Le Mudra de la Tara verte

21 avril 2018 par Patricia_Willoughby

La Tara verte

Mudra. (sanskrit  » sceau « ,  » marque  » ou  » geste  » ; tibétain : chakgya) est un geste symbolique ou rituel dans l’hindouisme et le bouddhisme. La plupart des mudras sont exécutés avec les mains et les doigts. Chaque mudra communique à la fois à la personne qui l’exécute et à l’observateur, des aspects d’un état d’esprit particulier.
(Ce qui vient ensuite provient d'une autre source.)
PR #532, opened 2023-05-03
update GUNW test to be agnostic of data shape

bbuzz31:
the GUNW test is failing on dev because the new buffering from #525 changes the `golden` affine transform.
I've updated the test to calculate manually an affine transform and compare that to the one embedded in the GUNW.
This update to the test is backward compatible. Also note the original purpose of this test was merely to check whether the CRS transformation was correctly set in the GUNW such that it can be read by rasterio / xarray.


dbekaert (approved):
LGTM @bbuzz31

PR #141, opened 2021-10-04
feat: make youtube fit screen while maintaining aspect ratio

smeijer:
With this change, the video is no longer cropped when viewing on ultra-wide resolutions.

## Before
https://user-images.githubusercontent.com/1196524/135857438-473d3acf-e56f-44ff-95e7-281c0ddae68e.mp4

## After

https://user-images.githubusercontent.com/1196524/135857292-17e73ea0-3fae-4e40-8b52-1d0af32d79d9.mp4


kentcdodds (approved):
This is way better. Thanks!

PR #142, opened 2021-10-04
Remove duplicated entry in the Shout-outs section inside the credits page

HorusGoul:
I noticed the Fly.io mention was duplicated, this PR removes one of these entries.


HorusGoul:
TIL you can create an empty PR. I think @kentcdodds fixed it at the same time I opened the PR xD That was fast!

kentcdodds:
Thanks anyway! You were quick! :)

PR #147, opened 2021-10-04
Fix typo: existance => existence

Schniz:
Although “exists” or even removing completely the “in existence” could keep the same meaning

great post by the way 👏


kentcdodds (approved):
Thanks!

PR #150, opened 2021-10-05
fix: Center DarkModeToggle icons if browser font size is changed

eps1lon:
Before:
kentcdodds com_toggle previous

After:
kentcdodds com_toggle next

How to reproduce:
Customize font size in the browser (e.g. Chrome > Settings > Appearance > Font Size > Large)


kentcdodds (approved):
Awesome, thanks!

PR #159, opened 2021-10-07
Fix: renamed singIn methods to signIn

danielgary:
Changed:
- [x] Renamed singIn methods to signIn


yarn-error.log
```diff
@@ -0,0 +1,234 @@
+Arguments:
```
kentcdodds: Could you get rid of this please?

kentcdodds (commented):
Nice! Thanks. One thing.

yarn-error.log
danielgary: Already gone

kentcdodds:
Sweet! Thanks!

PR #168, opened 2021-10-10
"Candy dispenser" dark theme fix

NZainchkovskiy:
At ["When to useMemo and useCallback" article](https://kentcdodds.com/blog/usememo-and-usecallback) there is a live demo of "Candy dispenser". I found that div wrapper of that demo has inline styles (especially background color and border) that doesn't respect dark theme.
This quick fix makes it a little bit better.


kentcdodds (approved):
Thanks! That's definitely an improvement 👍

PR #175, opened 2021-10-12
Update testimonials.yml

sergiodxa:
The company I work for changed the name since I wrote the testimonial 😅


kentcdodds (approved):
Coolio 👍

This'll be updated in ~10 seconds :)

PR #177, opened 2021-10-13
fix Peter's twitter handle

Aprillion:
looks like twitter doesn't redirect to updated handles ¯\\\_(ツ)_/¯


kentcdodds (approved):
Did I get it wrong or did you change it?

Aprillion:
I changed it during ~summer. I believe either of us would totally notice if it was wrong at the time of publishing 😅

PR #179, opened 2021-10-13
Update Remix Buy URL

malixsys:
Old URL 404's


smeijer:
Given their recent announcement, I think that paragraph is due to be rewritten.

kentcdodds (approved):
Thanks for the ping. I've updated it. I'm not going to say whether or not that's my actual license key that you could totally use to try things out until it's officially released and open source 🤫

PR #180, opened 2021-10-13
Change "multi-facited" to "multi-faceted"

citizen-xyz:
I am not a native English speaker but so far I've seen the word written only as "multi-faceted".
Also, I've made my research, and Chrome, Google Search, and Grammarly suggest that it should be written as "multi-faceted".
I believe this is the right one and I am also learning something from this! :sweat_smile:


kentcdodds (approved):
Thank you!

PR #468, opened 2023-07-13
fix: broken meta on single call's  episode page

amir-ziaei:
Noticed the meta func is broken on single episodes of Call Kent Podcast.
E.g. https://kentcdodds.com/calls/04/07/remix-full-stack-components-vs-server-components has a page title of "Call not found"
image

Please check this on your side as well because I couldn't fully verify the solution as some e2e tests were already broken.

Thanks!


kentcdodds (approved):
Ah yeah! Nice catch. Thank you :)

PR #472, opened 2023-08-01
chore: install `source-map-support`

MichaelDeBoey:
See https://github.com/remix-run/remix/pull/7009 & https://github.com/remix-run/remix/pull/7010

### DIFF
--- a/package.json
+++ b/package.json
@@ -2,7 +2,7 @@
   "name": "kentcdodds.com",
   "version": "1.0.0",
   "engines": {
-    "node": "18",
+    "node": "16",
     "npm": "8"
   },
   "description": "A remix version of kentcdodds.com",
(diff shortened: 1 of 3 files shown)


kentcdodds:
Thank you!

package.json
```diff
@@ -2,7 +2,7 @@
   "name": "kentcdodds.com",
   "version": "1.0.0",
   "engines": {
-    "node": "18",
+    "node": "16",
```
kentcdodds, line 5: I just noticed this change. Is this intentional?

MichaelDeBoey: Oh no that wasn't intentional, sorry

You can revert that if you want

kentcdodds: No worries :) Thanks!

PR #478, opened 2023-09-28
add japanese translation

makotot:
Added Japanese translation for https://kentcdodds.com/blog/write-tests


kentcdodds (commented):
Thank you!

PR #479, opened 2023-10-10
feat: use client-hints for theme

kishanhitk:
Use Client Hints polyfill from The Epic Stack to get the user's theme preference. 

Ref: https://github.com/epicweb-dev/epic-stack/blob/main/docs/client-hints.md
Ref: https://x.com/kentcdodds/status/1711082060046373174


kishanhitk:
Should we also add system theme mode, like we have in the epic stack example? 
Or let it be only expliciy light and dark mode like we have currently?

kentcdodds:
I would definitely like to support system

kishanhitk:
To be more specific:
Here are the two approaches:

1. EpicStack example: The theme selector button has three options: dark, light, and system. 
    If you choose either light or dark, then your system theme mode won’t be respected.
    But, if you choose the system mode, it will follow the OS’s theme mode.
    
2. kentcdodds.com's current implementation: The theme selector allows only two options: light and dark.
    But it also respects your system theme mode by default. This means no matter what you selected explicitly from the UI, if you change your OS’s theme later, the website will follow it. To be more clear, the latest toggle will be followed, whether it is from the website's theme selector or a change of OS's theme.
    
    
Which approach do you prefer? I suggest the 2nd because it will fit perfectly with the current theme selector animation (the sunrise and moonrise animation).

kentcdodds:
Yeah, but the 2nd functionality is also unclear. I definitely want the EpicStack's implementation. If you can come up with a nice improvement to the animation that's great. Or you can do a dropdown like the Epic Stack's profile button does.

kishanhitk:
This is what the new animation looks like:

https://github.com/kentcdodds/kentcdodds.com/assets/41117038/ae1f584b-ae3c-4754-96ea-3fabaf02871f

app/entry.server.tsx
```diff
@@ -132,7 +134,7 @@ function serveBrowsers(...args: DocRequestArgs) {
     remixContext,
     loadContext,
   ] = args
-  const nonce = loadContext.cspNonce ? String(loadContext.cspNonce) : undefined
+  const nonce = String(loadContext.cspNonce)
```
kentcdodds: I'm not sure I understand why this file was changed.

app/utils/client-hints.tsx
```diff
@@ -0,0 +1,139 @@
...
+  .map(hint => {
+    const cookieName = JSON.stringify(hint.cookieName)
+    return `{ name: ${cookieName}, actual: String(${hint.getValueCode}), cookie: cookies[${cookieName}] }`
+  })
+  .join(',\n')}
+];
+for (const hint of hints) {
+	if (decodeURIComponent(hint.cookie) !== hint.actual) {
+		cookieChanged = true;
+		document.cookie = encodeURIComponent(hint.name) + '=' + encodeURIComponent(hint.actual) + ';path=/';
```
kentcdodds: I've made a few to this that I'd like applied here: https://github.com/epicweb-dev/epic-stack/commit/3dca3b0dffc1dc84a77e0cdbb306f9397e5a0340

app/utils/theme.tsx
```diff
@@ -0,0 +1,85 @@
...
+  if (serverRenderWithUnknownTheme) {
+    // stick them both in and our little script will update the DOM to match
+    // what we'll render in the client during hydration.
+    return (
+      <>
+        {React.createElement('dark-mode', null, dark)}
+        {React.createElement('light-mode', null, light)}
+      </>
+    )
+  } else {
```
kentcdodds: We now know the theme on the server, so this shouldn't be necessary.

kentcdodds (changes requested):
This is looking great! Just a few things.

Thanks a lot!

app/entry.server.tsx
kishanhitk: I changed it because Eslint was giving some warning here. 
Changed it back to original now.

kishanhitk:
Thanks @kentcdodds,
I have resolved all the changes you asked for.

P.S.- Sorry it took so long; I was on vacation.

app/components/navbar.tsx
```diff
@@ -65,45 +66,76 @@ function NavLink({
...
-    >
-      {/* note that the duration is longer then the one on body, controlling the bg-color */}
-      <div className="relative h-8 w-8">
-        <span
-          className="absolute inset-0 rotate-90 transform text-black transition duration-1000 motion-reduce:duration-[0s] dark:rotate-0 dark:text-white"
-          style={iconTransformOrigin}
-        >
-          <MoonIcon />
-        </span>
+    <fetcher.Form method="POST" action="action/set-theme">
```
kentcdodds:
```suggestion
    <fetcher.Form method="POST" action="/action/set-theme">
```

Otherwise this will be relative to wherever the component is rendered.

kentcdodds (approved):
Awesome! Thank you! This is a huge help :)

kentcdodds:
Looks like there are typescript issues. I don't think they're related to your changes. The unified ecosystem can be a bit of a mess sometimes. They just had a v3 release so I'm guessing these are related to that :(

kentcdodds:
Thank you so much for making this contribution. The fact my website didn't have a system mode really bugged me and I never liked my theming hacks either. I'm definitely happier with this now :) Thanks!

app/utils/theme-provider.tsx
```diff
@@ -1,236 +0,0 @@
...
-    }
-  } else {
-    console.warn(
-      "Heya, could you let Kent know you're seeing this message? Thanks!",
-    );
-  }
-})();
-`
-
-function handleDarkAndLightModeEls() {
```
kentcdodds, line 124: I'm so glad this is gone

Les mudras les plus notables sont ; une paume ouverte pointée vers le bas signifie la générosité ; les mains croisées sur les genoux signifient la méditation ; une paume tenue vers le haut et tournée vers l’extérieur signifie l’acte d’enseigner ou de rassurer ; les paumes jointes dans la position anjeli signifient la salutation.

Dans ce blog, je me concentre sur ma propre image de mantra préférée, celle de la Tara verte, un Bodhisattva dans le bouddhisme Mahayana qui apparaît comme un Bouddha féminin dans le bouddhisme Vajrayana. Il existe deux formes de Tara, la Tara verte et la Tara blanche. Cependant, les deux Tara ne font qu’une

La maternité est au cœur de la conception de Tara ». Ses titres incluent « mère aimante », « mère suprême », « mère du monde », « mère universelle » et « mère de tous les bouddhas ».

Dans le symbolisme tibétain, le vert est considéré comme la couleur qui contient toutes les autres couleurs, tandis que le blanc est la non-couleur pure dont toutes les couleurs ont leur origine. Tara signifie « Étoile ». Une signification secondaire est « Sauveur », c’est-à-dire « Celle qui nous porte à travers les eaux ». Les eaux sont les vagues du samsara.

Tara verte est toujours représentée avec une paume ouverte pointée vers le bas signifiant la générosité et avec un pied sur le sol signifiant qu’elle est toujours prête à nous venir en aide. Le principal mantra de Tārā est : oṃ tāre tuttāre ture svāhā. Il est prononcé par les Tibétains et les bouddhistes qui suivent les traditions tibétaines comme oṃ tāre tu tāre ture soha. La traduction littérale est « Oṃ O Tārā, je prie O Tārā, O Swift One, So Be It ! »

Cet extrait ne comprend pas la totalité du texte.